An Affordable AI Server
Source: Dev.to
Introduction
Two AMD MI60s from eBay cost me about $1,000 total and gave me 64 GB of VRAM, which is enough to run Llama 3.3 70B at home with a 32K context window.
When I started looking into running large language models locally, the obvious limiting factor was VRAM. Consumer GPUs top out at 24 GB (e.g., an RTX 4090). I wanted to run 70 B‑parameter models locally on hardware I own.
Why the MI60?
The MI60 is a 2018 server GPU that AMD built for datacenters. It has 32 GB of HBM2 memory—the same high‑bandwidth memory you find in modern AI accelerators—and you can pick one up for around $500 on eBay. Two of them give you 64 GB of VRAM, more than enough for Llama 3.3 70B.
Pros
- Memory: 32 GB HBM2 per card, higher theoretical bandwidth than GDDR6X.

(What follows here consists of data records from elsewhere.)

PR #6811, opened 2024-01-02
Add support for Namron Touch Termostat 2.0

esandoe:
Implemented config for tuya thermostat Namron Zigbee Touch Termostat 16A (Issue: https://github.com/Koenkk/zigbee2mqtt/issues/20428).

Device page: https://www.namron.com/products/namron-zigbee-touch-termostat-16a-sort-760/

I have mapped all tuya datapoints I could find through z2m logs as I do not have a TuYa gateway. The thermostat has a few more features that I was unable to find datapoints for (such as screen brightness, floor sensor type (10K, 12K, etc.), but this config should still go a long way to support the basic functions of the device.

Had to add new keys for a few datapoints in `tuyaTz` as I couldn't find any similar keys that would fit. I dont know if this is how I'm supposed to do it, but it seems to work!

### DIFF
--- a/src/devices/namron.ts
+++ b/src/devices/namron.ts
@@ -10,6 +10,7 @@ import * as ota from '../lib/ota';
 import * as utils from '../lib/utils';
 import extend from '../lib/extend';
 import {forcePowerSource, light, onOff} from '../lib/modernExtend';
+import * as tuya from '../lib/tuya';
 
 const ea = exposes.access;
 const e = exposes.presets;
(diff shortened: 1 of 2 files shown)


Koenkk:
thanks!

nedrehagen:
Thanks Koenkk - Works almost as expected!

I use floor sensor and the current solution shows Temperature in cards and not the floor temp.
Is there a way to solve this in the code, to use temperature_floor as "main" temp if floor sensor is selected?

Screenshot_3

nedrehagen:
Never mind

Found a solution with added lines in configuration.yaml

  '0x3425b4fffecf70a8':
    friendly_name: Hall
    homeassistant:
      name: Hall
      current_temperature_template: '{{ value_json.local_temperature_floor }}'
    legacy: false
    optimistic: true
    thermostat_unit: celsius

- Cost: Roughly $500 per card on the secondary market, cheaper than high‑end consumer GPUs with comparable memory.
- Inference performance: For memory‑bound inference workloads, the extra memory and bandwidth matter more than raw compute throughput.
Cons
- Cooling: Passive‑cooled cards designed for server chassis with serious airflow. In a regular PC case they thermal‑throttle within minutes.

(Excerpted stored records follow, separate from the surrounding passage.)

PR #6812, opened 2024-01-02
fix: LGYCDD01LM color supported again

Nerivec:
Fixes https://github.com/Koenkk/zigbee2mqtt/issues/20497

Introduced in 3db5698a6b34d92bce5069862fcb8f735fd9a557 (Nov 27), subsequent updates never restored 'color'.

```diff
-        extend: extend.light_onoff_brightness_colortemp_color(
-            {disableEffect: true, disablePowerOnBehavior: true, disableColorTempStartup: true, colorTempRange: [153, 370]}),
+        extend: [
+            modernExtend.light({effect: false, powerOnBehaviour: false, colorTemp: {startup: false, range: [153, 370]}}),
```

### DIFF
--- a/src/devices/xiaomi.ts
+++ b/src/devices/xiaomi.ts
@@ -977,7 +977,7 @@ const definitions: Definition[] = [
         whiteLabel: [{vendor: 'Xiaomi', model: 'RLS-K01D'}],
         description: 'Aqara Zigbee 3.0 LED strip T1',
         extend: [
-            light({effect: false, powerOnBehaviour: false, colorTemp: {startup: false, range: [153, 370]}, color: {modes: ['xy']}}),
+            light({effect: false, powerOnBehaviour: false, colorTemp: {startup: false, range: [153, 370]}, color: true}),
             xiaomiPowerOnBehavior(),
             numeric({
                 name: 'length',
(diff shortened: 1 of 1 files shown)


src/devices/xiaomi.ts
```diff
@@ -977,7 +977,7 @@ const definitions: Definition[] = [
         whiteLabel: [{vendor: 'Xiaomi', model: 'RLS-K01D'}],
         description: 'Aqara Zigbee 3.0 LED strip T1',
         extend: [
-            light({effect: false, powerOnBehaviour: false, colorTemp: {startup: false, range: [153, 370]}}),
+            light({effect: false, powerOnBehaviour: false, colorTemp: {startup: false, range: [153, 370]}, color: {modes: ['xy']}}),
```
Koenkk, line 980:
```suggestion
            light({effect: false, powerOnBehaviour: false, colorTemp: {startup: false, range: [153, 370]}, color: true}),
```

Does this also work?

Nerivec: Should [do the same](https://github.com/Koenkk/zigbee-herdsman-converters/blob/79795781289bd5b2a576b4e18cdfc1abfdf58264/src/lib/modernExtend.ts#L230), I just instinctively used the [old value](https://github.com/Koenkk/zigbee-herdsman-converters/blob/79795781289bd5b2a576b4e18cdfc1abfdf58264/src/lib/exposes.ts#L688).

PS: I don't have that device, I just found the bug.

Koenkk:
Great, many thanks!

Issue #6585, opened 2023-11-29
Fixing Quotra QV-RGBCCT


mikeodr:
I've just moved to Zigbee2MQTT from ZHA and it is working fantastic, one exception is my Quotra QV-RGBCCT is not functioning correctly. Turning it on with a colour fails in a similar way I had to patch in [Home Assistant Core](https://github.com/home-assistant/core/commit/21eee1b371b5bc39e26ff2e02a036014b0cbb308), the state of the device indicates that it is on, but the LED strip physically does not light up at all.

I'm going to try and get a patch together on my own, but am currently struggling to understand how to disabled `move_to_level_with_on_off` as this device apparently doesn't support it in the ZCL.

Specific device source needing a patch: https://github.com/Koenkk/zigbee-herdsman-converters/blob/master/src/devices/quotra.ts#L13

I'm going to continue to try and resolve this on my own and post a PR, but am still trying to understand how to flag that as unsupported somehow.

mikeodr:
I think the solution is to not call `extend.light_onoff_brightness_colortemp_color` here so as not to pass `tz.light_onoff_brightness` into `toZigbee`

mikeodr:
I've dug some more into exactly what home-assistant/core is doing [here](https://github.com/home-assistant/core/blob/dev/homeassistant/components/zha/light.py#L236-L311) and [here](https://github.com/home-assistant/core/blob/dev/homeassistant/components/zha/light.py#L352-L369).

Depending on the state of the light it forces it on before attempting to transition to the right brightness/colour.

I'm still trying to familiarize myself with the zigbee2mqtt/herdsman code, so I'm not sure if a similar workaround for specific hardware is feasible vs just saying the B07JHL6DRV doesn't support these features.

Still investigating in my spare time.

Koenkk:
Could you provide the debug log when it should turn on but it doesn't?

See [this](https://www.zigbee2mqtt.io/guide/usage/debug.html) on how to enable debug logging.

mikeodr:
I've not had time to do this and the workarounds have been fine.

Sorry for the delays.

PR #6813, opened 2024-01-02
QV-RGBCCT does not support power restore state.

mikeodr:
Disable power on restore state and color temp startup for Quotra QV-RGBCCT, they are not actually supported.

In my bid to try and resolve https://github.com/Koenkk/zigbee-herdsman-converters/issues/6585 I noticed these were enabled but they are not actually supported.

### DIFF
--- a/src/devices/quotra.ts
+++ b/src/devices/quotra.ts
@@ -14,7 +14,7 @@ const definitions: Definition[] = [
         model: 'B07JHL6DRV',
         vendor: 'Quotra',
         description: 'RGB WW LED strip',
-        extend: [light({colorTemp: {range: [150, 500]}, color: true})],
+        extend: [light({colorTemp: {range: [150, 500]}, color: true, powerOnBehaviour: false})],
     },
 ];
 


src/devices/quotra.ts
```diff
@@ -14,7 +22,9 @@ const definitions: Definition[] = [
         model: 'B07JHL6DRV',
         vendor: 'Quotra',
         description: 'RGB WW LED strip',
-        extend: [light({colorTemp: {range: [150, 500]}, color: true})],
```
Koenkk, line 17: Use this instead: `extend: [light({colorTemp: {range: [150, 500]}, color: true, powerOnBehaviour: false})],`

mikeodr:
Thanks for the review, updated.

I may have more to follow in, still digging into https://github.com/Koenkk/zigbee-herdsman-converters/issues/6585 any thoughts there would be appreciated if applicable, or if it's not a supported idea please feel free to close.

Koenkk:
Thanks!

- PCIe bottleneck: With two cards doing tensor parallelism, PCIe can become the limiting factor.
- Software support: AMD stopped actively developing for the gfx906 architecture, though backward compatibility remains.
Cooling Solution
I 3D‑printed a duct and set up a push‑pull configuration:
- Intake: 120 mm fan inside the case blowing air across the heatsinks.
- Exhaust: 92 mm fan on the rear pulling hot air out.
A custom fan‑controller script keeps the fans in sync with GPU utilization, maintaining junction temperatures around 80 °C instead of the 97 °C I saw before fixing the cooling.
Software Stack
- ROCm: Running ROCm 6.3 without issues; years of bug fixes have made the platform stable.
- Inference framework:
vLLMgave the best experience. I tried Ollama first, but performance was noticeably worse and tensor parallelism across both GPUs wasn’t as smooth.vLLMprovides better speeds, though switching models isn’t as simple as Ollama’s pull‑and‑run workflow (I built a custom solution for that).
Performance Numbers
Running vLLM with AWQ‑quantized models on the dual‑MI60 setup:
| Model | Tokens / sec | GPUs (tensor parallel) |
|---|---|---|
| Qwen3 8B | ~90 | 1 |
| Qwen3 32B | ~31 | 1 |
| Llama 3.3 70B | ~26 | 2 (tensor parallel) |
The 8 B and 32 B models respond quickly, and even the 70 B model is very usable.
Cost Comparison
Most dual‑GPU consumer setups max out at 48 GB of VRAM. Two MI60s give you 64 GB for around $1,000. You’ll need to solve the cooling (see above), but it’s a one‑time fix.
Future Work
I’ll be writing more about this setup:
- Detailed cooling solution
- Full software stack walkthrough
- Model‑switching workflow
Spoiler: Stable Diffusion still locks up the GPU, and I haven’t gotten Whisper working yet.
Alternative GPUs
The MI60 isn’t the only option. Other cards floating around the secondary market include:
- AMD MI50, MI100
- Various NVIDIA Tesla models
When choosing, consider memory capacity, compute performance, and software support.